**WHAT NEEDS TO BE DONE:** Give again, exactly as they appear, only the lines from the one containing "andrewyuq: So we" through the last line of the material below.

**EXTRACTED ENTRIES:**
PR #3123, opened 2023-01-25
fix(codewhisperer): update error popup for access token migration

zixlin7:
## Problem
to update the error popup shown to users with access code after 1/31 cutoff date based on product decisions

- update the message shown on popup
- add "Don't show again" button
- add "Learn more" button with link to documentation

## Solution
before:

Screen Shot 2023-01-24 at 1 49 42 PM

after:

Screen Shot 2023-01-24 at 1 57 25 PM

## License

### DIFF
--- a/src/codewhisperer/activation.ts
+++ b/src/codewhisperer/activation.ts
@@ -251,8 +251,9 @@ export async function activate(context: ExtContext): Promise<void> {
             if (t <= CodeWhispererConstants.accessTokenCutOffDate) {
                 maybeShowTokenMigrationWarning()
             } else {
-                globals.context.globalState.update(CodeWhispererConstants.accessToken, undefined)
-                globals.context.globalState.update(CodeWhispererConstants.accessTokenExpriedKey, true)
+                await globals.context.globalState.update(CodeWhispererConstants.accessToken, undefined)
+                await globals.context.globalState.update(CodeWhispererConstants.accessTokenExpriedKey, true)
+                await vscode.commands.executeCommand('aws.codeWhisperer.refreshRootNode')
                 maybeShowTokenMigrationError()
             }
         } else if (accessTokenExpired) {
--- a/src/codewhisperer/activation.ts
+++ b/src/codewhisperer/activation.ts
@@ -51,6 +51,7 @@ import { AuthUtil, isUpgradeableConnection } from './util/authUtil'
 import { Auth } from '../credentials/auth'
 import { isUserCancelledError } from '../shared/errors'
 import { showViewLogsMessage } from '../shared/utilities/messages'
+import globals from '../shared/extensionGlobals'
 
 const performance = globalThis.performance ?? require('perf_hooks').performance
 
@@ -223,6 +224,9 @@ export async function activate(context: ExtContext): Promise<void> {
 
     async function showAccessTokenMigrationDialogue() {
         // TODO: Change the color of the buttons
+        const accessTokenExpired =
+            context.extensionContext.globalState.get<boolean>(CodeWhispererConstants.accessTokenExpriedKey) || false
+
         if (AuthUtil.instance.hasAccessToken()) {
             await Auth.instance.tryAutoConnect()
             const conn = Auth.instance.activeConnection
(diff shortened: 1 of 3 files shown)


src/codewhisperer/activation.ts
```diff
@@ -295,8 +300,14 @@ export async function activate(context: ExtContext): Promise<void> {
...
                                 true
                             )
+                        } else if (resp === CodeWhispererConstants.accessTokenMigrationLearnMore) {
+                            await vscode.commands.executeCommand('aws.codeWhisperer.accessTokenErrorLearnMore')
                         }
                     })
+                context.extensionContext.globalState.update(
+                    CodeWhispererConstants.accessTokenMigrationDoNotShowLastShown,
+                    Date.now()
+                )
```
andrewyuq, line 310: Here we are reusing these `accessTokenMigrationDoNotShowLastShown` and `accessTokenMigrationDoNotShowAgainKey` which are currently used for the warningMessage (before 1/31). So one issue it can happen is that the user closes the message on 1/30 and the next error message cannot show until 2/6(7 days after), which is not ideal(and similar for the `do not show again" again) Ideally they should have different "do not show again" status and different 7 days trackers.

andrewyuq: Another thing is all of these logic are currently under `if (AuthUtil.instance.hasAccessToken()) {` on line 226. But this boolean is no longer true after the first time it upgrades the connection. So next time(7 days after) it will not enter this if block. Try to come up with a condition that you know this user previously has accessToken and didn't upgrade the connection and simply closed the error notification(without checking "do not show again").

leigaol:
If this PR is merged after 1/31, you can remove code that only runs before 1/31.

andrewyuq:
> If this PR is merged after 1/31, you can remove code that only runs before 1/31.

It doesn't make any sense for this PR to be merged post the 1/31 date.

src/codewhisperer/activation.ts
zixlin7: makes sense, will update

zixlin7: @andrewyuq updated to use different states. For the second issue you mentioned. `AuthUtil.instance.hasAccessToken()` checks if there is a token string stored in the state, this state only gets cleared when user successfully connect to Sono/SSO. So if user had access token and closes the error popup without clicking "Don't show again", they will see the popup after 7 days. If user had access token but choose to connect with Sono/SSO, they won't see this popup ever again. Let me know if this is the expected behavior. Thanks!

andrewyuq: So we are saying, the accessToken is still there on-disk for the user, but we clear the accessToken connection after 1/31 so they will remain logged out but the accessToken will still be there until user connects to AWS Builder ID?

zixlin7: actually the accessToken will also get cleared if the user try to invoke the service using the token and got back "AccessDenied" error, and then they will not see the popup and maybe that's not ideal. Will sync with you offline.

src/codewhisperer/activation.ts
```diff
@@ -240,67 +243,98 @@ export async function activate(context: ExtContext): Promise<void> {
...
-                                true
-                            )
-                        }
-                    })
+                maybeShowTokenMigrationError()
             }
         }
     }
 
+    function maybeShowTokenMigrationWarning() {
```
justinmk3, line 255: This function and `maybeShowTokenMigrationError` are almost identical. Please avoid copy-pasting code that is clearly amenable to generalization.

If this code will be removed entirely in the near future, then we don't need to worry about it. But, this feature did have some bugs in previous iterations, and verbose, redundant code can be harder to understand....

zixlin7: yes this function will be removed after 1/31

src/codewhisperer/activation.ts
zixlin7: discussed offline, we will first nullify accessToken on 1/31 and set another flag to track if previously had an accessToken to cover all cases

andrewyuq (approved):
Logic looks good

justinmk3 (approved):

leigaol (approved):
Remember to clean up code after 1/31. Thanks!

**OUTPUT FOR THIS TASK:**
andrewyuq: So we are saying, the accessToken is still there on-disk for the user, but we clear the accessToken connection after 1/31 so they will remain logged out but the accessToken will still be there until user connects to AWS Builder ID?

zixlin7: actually the accessToken will also get cleared if the user try to invoke the service using the token and got back "AccessDenied" error, and then they will not see the popup and maybe that's not ideal. Will sync with you offline.

src/codewhisperer/activation.ts
```diff
@@ -240,67 +243,98 @@ export async function activate(context: ExtContext): Promise<void> {
...
-                                true
-                            )
-                        }
-                    })
+                maybeShowTokenMigrationError()
             }
         }
     }
 
+    function maybeShowTokenMigrationWarning() {
```
justinmk3, line 255: This function and `maybeShowTokenMigrationError` are almost identical. Please avoid copy-pasting code that is clearly amenable to generalization.

If this code will be removed entirely in the near future, then we don't need to worry about it. But, this feature did have some bugs in previous iterations, and verbose, redundant code can be harder to understand....

zixlin7: yes this function will be removed after 1/31

src/codewhisperer/activation.ts
zixlin7: discussed offline, we will first nullify accessToken on 1/31 and set another flag to track if previously had an accessToken to cover all cases

andrewyuq (approved):
Logic looks good

justinmk3 (approved):

leigaol (approved):
Remember to clean up code after 1/31. Thanks!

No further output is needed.